He doesn't say the name – the program stopped the taxi anonymously.
– How will you pay?
– Like this, – I say getting the revolver out of my pocket and hit the guy on the temple really hard. He tries to block me but it's too late. I look at his pale face, shook him by the collar and order:
– Al-Kabar block.
– This address doesn't exist – says the driver. He's knocked out and conquered.
– Al-Kabar. 8-7-7-3-8. – the simple code opens the access to Deep-Transit's service addresses. I could manage without hitting the driver but in this case information about the ride would remain in the company's files.
– You've got it, – the driver is cheerful and helpful again.
The car is off. I look into the window: residence blocks fly by, packed with skyscrapers inhabited by Deeptown's small fry and huge luxury corporate offices. Long gray IBM buildings, splendid Microsoft's palaces, tracery towers of AOL, a bit more modest offices of other leaders of computer industry.
There are plenty of others of course: furniture, grub, real estate sales firms, travel agencies, transportation companies, hospitals… even the least alive and kicking company tends to open its office in Deeptown.

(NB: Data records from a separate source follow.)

PR #6321, opened 2024-03-02
`k-input-validator`

distantnative:
### Enhancements
- Added `k-input-validator` helper element to provide native form validation for complex/group inputs and fields

### For review team

### DIFF
--- a/panel/lab/components/fields/blocks/index.vue
+++ b/panel/lab/components/fields/blocks/index.vue
@@ -1,11 +1,20 @@
 <template>
-	<k-lab-examples>
+	<k-lab-examples class="k-lab-field-examples">
 		<k-box theme="notice" icon="alert">
 			The blocks field does not work without the backend yet
 		</k-box>
 
 		<k-lab-example label="Default">
 			<k-blocks-field label="Blocks" :value="value" @input="value = $event" />
+		</k-lab-example>
+
+		<k-lab-example label="Required">
+			<k-blocks-field
+				label="Blocks"
+				:required="true"
+				:value="value"
+				@input="value = $event"
+			/>
 		</k-lab-example>
 	</k-lab-examples>
 </template>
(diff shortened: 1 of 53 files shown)


panel/lab/components/inputs/list/index.vue
```diff
@@ -33,6 +33,14 @@
...
 				<k-list-input :disabled="true" :value="value" @input="value = $event" />
 			</k-lab-example>
+
+			<k-lab-example label="Minlength: 5">
+				<k-list-input :minlength="5" :value="value" @input="value = $event" />
+			</k-lab-example>
+
+			<k-lab-example label="Maxlength: 10">
+				<k-list-input :maxlength="10" :value="value" @input="value = $event" />
+			</k-lab-example>
```
bastianallgeier: They both don't really seem to do anything.

bastianallgeier (commented):
I really like the idea of the input validator. I think we need to add an option though to provide an element that the validity check can focus on. Right now, there are still console issues because of it and no message can be displayed on submit.

distantnative:
> provide an element that the validity check can focus on

You mean a normal, non-input element to be focussed?

bastianallgeier:
@distantnative I haven't tried if that actually works. But e.g. for the checkboxes we could focus the first checkbox at least. I'm not sure how we should properly handle it when there's actually no valid form element to focus on – e.g. for blocks.

distantnative:
@bastianallgeier I fear we cannot target any other element that isn't a descendant of `k-input-validator`:

```
Failed to execute 'setValidity' on 'ElementInternals': The Element argument should be a shadow-including descendant of the target element.
```

So we would have to wrap the whole component in it... which makes it a little nasty/ugly.

However, according to the docs, any HTMLElement can be the anchor then.

distantnative:
But this seems to be fake news. HTMLElement as anchor still causes console error for me.

distantnative:
@bastianallgeier I think I found a way

bastianallgeier (approved):
Awesome. It works really well like this 💛

bastianallgeier:
Could you take care of the conflicts after the class attributes? I think I just broke something while trying for the checkboxes input.

bastianallgeier (approved):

It's this abundance that Deep-Transit flourishes on. Traveling on foot across the city is a long fun. We fly along the freeways, stop on intersections, enter tunnels and cross road junctions. I'm waiting. I could order the driver to go the shortest way but in this case he would need to contact dispatching office and I would leave the trace…

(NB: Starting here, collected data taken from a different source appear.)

PR #6394, opened 2024-04-11
`k-button`: New `theme` notations w/ `-icon` suffix for only colored icon

distantnative:
### Enhancement
- `<k-button>`: `theme` supports values suffixed with `-icon` now, e.g. `positive-icon` for filled buttons with only the icon colored
https://feedback.getkirby.com/635

## Docs

```html
<k-button icon="heart" theme="negative-icon" variant="filled">Love</k-button>
```

### For review team

### DIFF
--- a/panel/src/components/Navigation/Button.vue
+++ b/panel/src/components/Navigation/Button.vue
@@ -312,21 +312,21 @@ export default {
 }
 
 /** Filled Buttons **/
-.k-button:where([data-variant="filled"], [data-variant="filled-icon"]) {
+.k-button:where([data-variant="filled"]) {
 	--button-color-back: var(--color-gray-300);
 }
 .k-button:where([data-variant="filled"]):not([aria-disabled]):hover {
 	filter: brightness(97%);
 }
-.k-button:where([data-theme][data-variant="filled"]) {
+.k-button:where([data-theme$="-icon"][data-variant="filled"]) {
+	--button-color-icon: var(--theme-color-600);
+}
+.k-button:where([data-theme][data-variant="filled"]):not(
+		[data-theme$="-icon"]
+	) {
 	--button-color-icon: var(--theme-color-700);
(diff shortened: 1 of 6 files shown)


panel/src/components/Navigation/Button.vue
```diff
@@ -307,7 +307,6 @@ export default {
 	--button-color-text: var(--button-color-dimmed-off);
 }
 .k-button:where([data-theme][data-variant="dimmed"]) {
-	--button-color-icon: var(--theme-color-icon);
```
bastianallgeier, line 310: Removing this line breaks the colors for the dimmed buttons. 
Screenshot 2024-04-23 at 12 19 00

distantnative: Ahh got it, we can out it back in.

bastianallgeier:
Something about the logic is still off. The text shouldn't be colored and the empty theme also does not seem to work properly. 

Screenshot 2024-04-24 at 15 44 33

bastianallgeier:
My last commit is just a suggestion, but I think this PR really uncovers some issues: 

- theme-color-text-dimmed is indeed pretty useless and too bright. I tried to fix that
- the new -icon styles make the button CSS a lot more complex. I tried to simplify/clarify the rules. It is a bit more redundant but I think it's often easier to understand when we go from less specific to more specific from top to bottom. 
- the icon color on the gray button background is too weak in contrast for many colors (green, yellow, aqua) but if we bump it too much the status buttons look shit. I tried to find a good compromise. 
- The empty theme does not fit into the other color themes at all and actually makes things weird. We should not try to mix it with colors and icons and stuff. It would probably be good to turn it into a variant instead. But that's not that easy. I kept it seperately in the examples
- I improved the examples quite a bit more to really see what we are doing. 

Screenshot 2024-04-25 at 12 26 54

distantnative:
@bastianallgeier makes sense to me

PR #6398, opened 2024-04-15
Extend PHP code styling rules

distantnative:
## This PR …

@lukasbestle we can't exclude QrCode from just some rules. So I think it's better to loose the pretty formatting of numbers that we won't understand nevertheless but have the rest of the file in conformity Thant to exclude it fully.

### Housekeeping
- Extended rule list for `php-cs-fixer`

### For review team


lukasbestle (dismissed):
I read through all changes and fixed those places where PHP-CS-Fixer alone couldn't fully do the changes.

About the `QrCode` class: It's totally fine for me that the manual indentation is gone. In the last version it somehow got butchered in a way that kept some of the indentation and that didn't really make sense. Now it's great.

lukasbestle:
Bildschirmfoto 2024-04-15 um 22 10 53

distantnative:
I guess there was a reason after all, why I didn't include 'nullable_type_declaration_for_default_null_value`... 

I think we have to remove that for now. These are not easy fixes but changes we should tackle separately (but probably need to do sooner than later: https://php.watch/versions/8.4/implicitly-marking-parameter-type-nullable-deprecated

lukasbestle:
I think it's a rather simple fix by removing the no longer needed and wrong `= null` default values in the affected places.

But feel free to merge this PR without the last commit. I still have that locally and will prepare another PR with the fixed changes.

distantnative:
👍 just think it's cleaner/easier to see later on if we do it in separate steps

lukasbestle:
I agree, also makes sense to not let this PR lay around for long to avoid merge conflicts. Thanks for taking care of it 👍

PR #6407, opened 2024-04-23
CSS `data-theme` with color names

distantnative:
I think it could make sense also to support the literal color names for `data-theme`


bastianallgeier:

The city ends abruptly – like the wall of palaces and skyscrapers was cut off by the huge knife. The city loop road and the forest across it, the thick and wild forest… that separates from the fuss those who doesn't want to make a show of themselves.

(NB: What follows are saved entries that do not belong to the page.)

PR #6411, opened 2024-04-26
DropdownContent: support global events for `click`

distantnative:
## This PR …

- [x] Should the event should also be emitted globally when `click` is a string or only when an object?

### Enhancement
- Dropdown options can emit global Panel events on click now, which can be used e.g. when extending setting dropdowns in a plugin to react in JS with an action when option is clicked
https://feedback.getkirby.com/638

## Docs

Dropdown options `click` handler:

- `click` is a function, will be called (only works when options get passed in JS)
- `click` is a string: emit to parent as action event
- `click` is an object: 
  - If `name` key is set, emit to parent with optional `payload`
  - If `global` key is set, emit globally with optional `payload`

Should be mentioned around here: https://getkirby.com/docs/reference/plugins/extensions/panel-dropdowns#extending-dropdowns

## Ready?

### For review team

### DIFF
--- a/panel/src/components/Dropdowns/DropdownContent.vue
+++ b/panel/src/components/Dropdowns/DropdownContent.vue
@@ -187,10 +187,24 @@ export default {
 		onOptionClick(option) {
 			this.close();
 
+			// click handler is a callback function
+			// which is executed
 			if (typeof option.click === "function") {
-				option.click.call(this);
-			} else if (option.click) {
+				return option.click.call(this);
+			}
+
+			// click handler is an action string
+			// which is emitted to the parent as well as globally
+			if (typeof option.click === "string") {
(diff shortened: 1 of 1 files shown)


bastianallgeier (dismissed):

bastianallgeier:
To answer your question: I think I would leave it like this and not emit a global event. That could get pretty messy.

distantnative:
@bastianallgeier that's confusing 😆 cause like this right now it does also submit an event globally when the `click` option is just a string. So "leave it like this" or "don't submit it globally"?

bastianallgeier:
@distantnative sorry for the confusion. The discussion continues on Nolt :)

bastianallgeier (approved):

PR #6414, opened 2024-04-27
Page section: show Add based on `create` status

distantnative:
### Enhancement
- Page section: Show Add button also in sections only showing listed/unlisted pages when all allowed blueprints create new child pages directly as listed/unlisted https://feedback.getkirby.com/181

## Ready?

### For review team

- [x] Add lab and/or sandbox examples (wherever helpful) https://github.com/getkirby/sandbox/pull/6

### DIFF
--- a/config/sections/pages.php
+++ b/config/sections/pages.php
@@ -236,9 +236,18 @@ return [
 				return false;
 			}
 
-			// ensure that the add button is only shown when
-			// the section is displaying pages with the same status
-			// as the status that is used for page creation
+			// form here on, we need to check with which status
+			// the pages are created and if the section can show
+			// these newly created pages
+
+			// if the section shows pages no matter what status they have,
+			// we can always show the add button
+			if ($this->status === 'all') {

– Slow down, – I order when we pass the mango growth and approach quite a type of the mid-Russian thicket, – Stop by that next path.
– It's still a long drive to Al-Kabar…
– I said – stop!
The car stops. I open the door and make a couple of steps from the limo. The driver waits obediently. I wait too – for the break in the traffic. Why would we want witnesses? Ah, finally…
I aim to the car and shoot. The revolver is not very loud, the kick is slight, but the car takes fire in an instant. The driver sits inside looking forward. Several seconds, and Deep-Transit has one cab less.
Good. Let everything look like drunk punks having fun… I enter the forest.
– Not ethical… – mumbles Windows-Home from the clips.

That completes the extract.